### WORK ORDER
In the entries below, spot each line with the word "goroutine" and copy it.

[LISTED ENTRIES]

PR #1432, opened 2024-09-19
Fake servers honor caller's context in *http.Request

jhendrixMSFT:
The fake dispatch is handled on a separate goroutine so that we can select on the caller's context and the dispatch result.

Fixes https://github.com/Azure/azure-sdk-for-go/issues/23470


packages/autorest.go/test/acr/azacr/fake/zz_authentication_server.go
```diff
@@ -58,21 +58,30 @@ func (a *AuthenticationServerTransport) Do(req *http.Request) (*http.Response, e
...
+			res.err = fmt.Errorf("unhandled API %s", method)
+		}
 
-	return resp, err
+		resultChan <- res
+	}()
+
+	select {
+	case <-req.Context().Done():
+		return nil, req.Context().Err()
```
jhendrixMSFT, line 81: This will leak the dispatch goroutine.

jhendrixMSFT: Fixed.

chlowell (approved):

PR #1449, opened 2024-10-22
Add support for XML in tsp

jhendrixMSFT:
Adapt various tsp decorators that contain XML info including attributes, names, and unwrapped arrays.
Added support for marshaling maps in XML format.
Moved XMLInfo out of Parameter and into body param types.

Fixes https://github.com/Azure/autorest.go/issues/1300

[/LISTED ENTRIES]

### ANSWER TO THIS TASK
The fake dispatch is handled on a separate goroutine so that we can select on the caller's context and the dispatch result.
jhendrixMSFT, line 81: This will leak the dispatch goroutine.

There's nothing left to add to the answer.